In the simplest versions of cosmic inflation, each of the spherical harmonic modes should be statistically independent and randomly distributed in both amplitude and phase. What this really means is that the harmonic modes are in a state of maximum statistical disorder or entropy. This property also guarantees that the temperature fluctuations over the sky should be described by  a Gaussian distribution.

That was perhaps a bit technical but the key idea is that if you decompose the overall pattern of fluctuations into its spherical harmonic components the individual mode patterns should look completely different. The quadrupole and octopole, for example, shouldn’t line up in any particular way.

Evidence that this wasn’t the case started to emerge when WMAP released its first set of data in 2003 with indications of an alignment between the modes of low degree.

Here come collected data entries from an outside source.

PR #647, opened 2024-06-09
[Swaps] Mayachain support 

flypaper0:


VultisigApp/VultisigApp/Services/SwapService/SwapService.swift
```diff
@@ -11,15 +11,42 @@ struct SwapService {
...
+        {
+            return try await fetchOneInchQuote(
+                chain: fromChainID,
+                amount: amount, fromCoin: fromCoin,
+                toCoin: toCoin, isAffiliate: isAffiliate
+            )
+        }
+
+        // Mayachain resolver
+        if fromCoin.chain == .mayaChain || toCoin.chain == .mayaChain {
```
johnnyluo, line 32: I don't think this check is correct , on MayaChain , you can swap from RUNE<->CACAO, but you can also swap Between KUJI<-> Dash , if you trying to swap between KUJI <-> DASH , this will not able to get a quote

VultisigApp/VultisigApp/Services/SwapService/SwapService.swift
```diff
@@ -39,9 +66,15 @@ private extension SwapService {
         }
     }
 
-    func fetchThorchainQuote(amount: Decimal, fromCoin: Coin, toCoin: Coin, isAffiliate: Bool) async throws -> SwapQuote {
+    func fetchThorchainQuote(
```
johnnyluo, line 69: maybe make it more generic name , `fetchCrossChainQuote` ?

VultisigApp/VultisigApp/Services/SwapService/SwapService.swift
flypaper0: We'll toggle KUJI<-> Dash swaps in next PR. I think PR is already big. I'm still not sure that it's working need to do separate testing and may be fix something. In current PR is only RUNE->CACAO  CACAO->RUNE

enriquesouza (approved):

PR #677, opened 2024-06-13
Search ux

enriquesouza:
Some improvements on search UX


Rockindash:
Couple of comments regarding the UI:
Simulator Screenshot - iPhone 15 Pro - 2024-06-13 at 11 29 31

- Search bar can be moved to 2nd row. (Will be less cramped)
- Done button can be removed since back button shares the same functionality.
- Instead of search bar title can be used i.e. "Choose Tokens".
- S in search can be capitalized.

enriquesouza:
image
Changed it to Save and fixed the Search capitalization.

enriquesouza:
This is what we have on main branch.

image

I've added a 'Save' button because the current 'Cancel' button is confusing.

Here's the issue:
1. To save your selections, you currently have to cancel the search, which shows the back button.
2. This action erases everything you've selected, making it unclear whether your selections were saved or not.
3. You end up clicking 'Back', but it's unclear what actions this should trigger.

The new 'Save' button directly saves your selections, eliminating this confusion and ensuring users know their choices are saved.

johnnyluo (approved):
LGTM

PR #684, opened 2024-06-14
Replace walletcore to local SPM package

johnnyluo:


enriquesouza (approved):
We need to make sure we merge the latest from WC, because they are always fixing and adding new tokens.

PR #689, opened 2024-06-14
Arb requires a higher gas limit

enriquesouza:
It seems to be a common issue on Arbitrum. It requires a much higher gas limit. 

https://ethereum.stackexchange.com/questions/142867/gas-too-low-for-transaction-arbitrum


johnnyluo (approved):
LGTM

Issue #405, opened 2024-05-07
[Feature] Add support for macOS natively


Rockindash:
Add macOS native support to the app. Remove the current "Designed for iPad" build and replace it with macOS target.

**Issue**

In their  analysis, Kate Land and Joao Magueijo dubbed this feature The Axis of Evil; the name has stuck.They concluded that there was a statistically significant alignment (at 99.9% confidence) between the multipoles of low degree (l=2 and 3), meaning that the measured alignment is only expected to arise by chance in one in a thousand simulated skies. More recently, further investigation of this effect using subsequent releases of data from the WMAP experiment and a more detailed treatment of the analysis (including its stability with respect to Galactic cuts) suggested that the result is not quite as robust as had originally been claimed. .

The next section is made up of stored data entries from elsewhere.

Issue #703, opened 2024-06-17
[BUG] When adding some chains app crashes


realpaaao:
**Describe the bug**
On the newest update with my iPad the app crashes when I want to select MAYA Chain on one specific vault. Other vaults work fine.
Another user reported that crash when selecting BTC or CRO.
So far could not reproduce with any other vault.

See the crash log:
[TestFlight feedback (1).zip](https://github.com/user-attachments/files/15873338/TestFlight.feedback.1.zip)

**Expected behavior**
no crash on selecting chain

**Smartphone (please complete the following information):**
 - Device: iPad
 - OS: 17.5.1
 - Version 31

realpaaao:
Also happens on Mac when importing a vault and adding BTC. doens't seem to happen for one specific chain or vault...

realpaaao:
Could also recreate on iPhone with creating new vault and enabling CRO.

https://github.com/vultisig/vultisig-ios/assets/167348323/8b1e52e7-8a24-4a44-873e-909e190156c9

realpaaao:
Also on iPad with BTC chain

PR #721, opened 2024-06-19
[BUG] When adding some chains app crashes #703

flypaper0:


enriquesouza (commented):
We should not add if it exists, correct?

johnnyluo (approved):
LGTM

Issue #642, opened 2024-06-08
IMPROVE: Padding on Chain selection iPad/Mac 


realpaaao:
**Is your feature request related to a problem? Please describe.**
The padding is missing on Chain selection after last chain on iPad and Mac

Here are the low-l modes of the WMAP data so you see what we’re talking about. The top row of the picture contains the modes for l=2 (quadrupole) and l=3 (octopole) and the bottom shows l=4 and l=5.

 

The two small red blobs mark the two ends of the preferred axis of each mode. The orientation of this axis is consistent across all the modes shown but the statistical significance is much stronger for the ones with lower l.

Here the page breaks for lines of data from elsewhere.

PR #732, opened 2024-06-20
cache for balance

enriquesouza:
In this update, I've added a caching mechanism to the BalanceService to improve performance by storing frequently accessed data in memory. 

This change reduces the need for slow disk I/O operations caused by try await Storage.shared.save(coin). 

We aim to achieve faster data retrieval and enhance our app's responsiveness by minimizing these disk accesses. 

Let's test this implementation to evaluate its effectiveness.

### DIFF
--- a/VultisigApp/VultisigApp/Services/BalanceService.swift
+++ b/VultisigApp/VultisigApp/Services/BalanceService.swift
@@ -41,7 +41,6 @@ class BalanceService {
         do {
             let cacheKey = "\(coin.ticker)-\(coin.contractAddress)-\(coin.chain.rawValue)-\(coin.address)"
             if let cachedData = await Utils.getCachedData(cacheKey: cacheKey, cache: cache, timeInSeconds: CACHE_TIMEOUT_IN_SECONDS) {
-                try await updateCoin(coin, rawBalance: cachedData.balance, priceRate: cachedData.priceRate)
                 return
             }
             
@@ -93,10 +92,8 @@ class BalanceService {
                 (rawBalance, priceRate) = try await dot.getBalance(coin: coin)
             }
             
-            if rawBalance != .zero, priceRate > 0 {
-                try await updateCoin(coin, rawBalance: rawBalance, priceRate: priceRate)
-                cache.set(cacheKey, (data: (balance: rawBalance, priceRate), timestamp: Date()))
-            }
+            try await updateCoin(coin, rawBalance: rawBalance, priceRate: priceRate)
+            cache.set(cacheKey, (data: (balance: rawBalance, priceRate), timestamp: Date()))
         } catch {
             print("BalanceService error: \(error.localizedDescription)")
         }
--- a/VultisigApp/VultisigApp/Services/BalanceService.swift
+++ b/VultisigApp/VultisigApp/Services/BalanceService.swift
@@ -20,11 +20,15 @@ class BalanceService {
     private let kuji = KujiraService.shared
     private let maya = MayachainService.shared
     private let dot = PolkadotService.shared
-
+    
+    private var cache: ThreadSafeDictionary<String, (data: (balance: String, priceRate: Double), timestamp: Date)> = ThreadSafeDictionary()
+    
+    private let CACHE_TIMEOUT_IN_SECONDS: Double = 120 // 2 minutes
+    
     func updateBalances(coins: [Coin]) async {
         await withTaskGroup(of: Void.self) { group in
             for coin in coins {
-                group.addTask { [unowned self]  in
+                group.addTask { [unowned self] in
                     if !Task.isCancelled {
                         await updateBalance(for: coin)
                     }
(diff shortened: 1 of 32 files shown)


VultisigApp/VultisigApp/Views/Keygen/MessagePuller.swift
```diff
@@ -73,7 +73,8 @@ class MessagePuller: ObservableObject {
                     print("Response: \(String(data:data,encoding: .utf8) ?? "")")
                     let decoder = JSONDecoder()
                     let msgs = try decoder.decode([Message].self, from: data)
-                    for msg in msgs.sorted(by: { $0.sequence_no < $1.sequence_no }) {
+                    let sortedMsgs = msgs.sorted(by: { $0.sequence_no < $1.sequence_no })
```
johnnyluo, line 76: why change this? I don't see any difference

enriquesouza: Just sorting outside the loop for performance improvement.

VultisigApp/VultisigApp/Views/Vault/VaultDetailView.swift
```diff
@@ -41,6 +41,8 @@ struct VaultDetailView: View {
         }
         .onChange(of: vault.coins) {
             viewModel.fetchCoins(for: vault)
+            // Without the set data it does not update the balance
+            setData()
```
johnnyluo, line 45: I removed that ,  because if I add 10 coins for ETH , this method will be called 10 times , that means balance will updated 10 times

VultisigApp/VultisigApp/Services/BalanceService.swift
```diff
@@ -20,78 +20,95 @@ class BalanceService {
...
                     }
                 }
             }
         }
     }
-
+    
     @MainActor func updateBalance(for coin: Coin) async {
         do {
+            let cacheKey = "\(coin.ticker)-\(coin.contractAddress)-\(coin.chain.rawValue)-\(coin.address)"
```
johnnyluo, line 42: Please don't do this right now , there is no indication that getting balance or any api calls cause the hang

johnnyluo: Maybe just record what is the last time we do the balance check , if it is less than 1 minute , then we skip

VultisigApp/VultisigApp/Views/Vault/VaultDetailView.swift
enriquesouza: Removed

VultisigApp/VultisigApp/Services/BalanceService.swift
enriquesouza: I will make it simple just setting the amount of coin rawBalance and PriceRate to match with the cached amount, just in case it missed somewhere.

enriquesouza:
```
private var cache: ThreadSafeDictionary<String, (data: Bool, timestamp: Date)> = ThreadSafeDictionary()
let cacheKey = "\(coin.ticker)-\(coin.contractAddress)-\(coin.chain.rawValue)-\(coin.address)"
            if let cachedData = await Utils.getCachedData(cacheKey: cacheKey, cache: cache, timeInSeconds: CACHE_TIMEOUT_IN_SECONDS) {
                return
            }
```
I'm just using the cache to avoid going to APIs for few minutes and return whatever is already persisted in the coin.

VultisigApp/VultisigApp/Services/BalanceService.swift
```diff
@@ -20,78 +20,92 @@ class BalanceService {
     private let kuji = KujiraService.shared
     private let maya = MayachainService.shared
     private let dot = PolkadotService.shared
-
+    
+    private var cache: ThreadSafeDictionary<String, (data: Bool, timestamp: Date)> = ThreadSafeDictionary()
```
johnnyluo, line 24: can you remove the cache? as discussed , we could just keep when is the last time user check balance , if it is less than 1 minutes , we could skip it

VultisigApp/VultisigApp/Views/Vault/ChainDetailView.swift
```diff
@@ -132,14 +132,22 @@ struct ChainDetailView: View {
         ChainHeaderCell(group: group, isLoading: $isLoading)
     }
     
+    var sortedCoins: [Coin] {
```
johnnyluo, line 135: As discussed yesterday , this doesn't help with the performance , can you move it into viewmodel as a published property instead , only update it when the balance get changed

VultisigApp/VultisigApp/Services/BalanceService.swift
enriquesouza: yes, I've done that i just forgot to push

VultisigApp/VultisigApp/Views/Vault/ChainDetailView.swift
enriquesouza: I will remove that.

VultisigApp/VultisigApp/Services/BalanceService.swift
johnnyluo, line 24: We are not using the cache, can you please just remove it , use a date instead?

enriquesouza: I will add a var then.

johnnyluo: nevermind , I misunderstand it

johnnyluo (approved):
LGTM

It’s probably worth mentioning a couple of neglected aspects of this phenomenon. One is that the observed quadrupole and octopole appear not only to be aligned with each other but also appear to be dominated by sectoral orders, i.e those with m=l. These are the modes which are, in a sense, opposite to the zonal modes in that they vary only with longitude and not with latitude. Here’s what the sectoral mode of the quadrupole looks like:

map22

Changing the phase of this mode would result in the pattern moving to the left or right, i.e. changing its origin, but wouldn’t change the orientation. Which brings me to the other remarkable thing, namely that the two lowest modes also have  correlated phases. The blue patch to the right of Galactic centre is in the same place for both these modes. You can see the same feature in the full-resolution map (which involves modes up to l~700 or so):

I don’t know whether there is really anything anomalous about the low degree multipoles, but I hope this is a question that Planck (with its extra sensitivity, better frequency coverage and different experimental strategy) will hopefully shed some light on. It could be some sort of artifact of the measurement process or it could be an indication of something beyond the standard cosmology. It could also just be a fluke. Or even the result of an over-active imagination, like seeing Elvis in your local Tesco.

On its own I don’t think this is going to overthrow the standard model of cosmology. Introducing extra parameters to a model in order to explain a result with a likelihood that is only marginally low in a simpler model does not make sense, at least not to a proper Bayesian who knows about model selection…

However, it is worth mentioning that the Axis of Evil isn’t the only cosmic anomaly to have been reported. If an explanation is found with relatively few parameters that can account for all of these curiosities in one fell swoop then it would stand a good chance of convincing us all that there is more to the Universe than we thought. And that would be fun.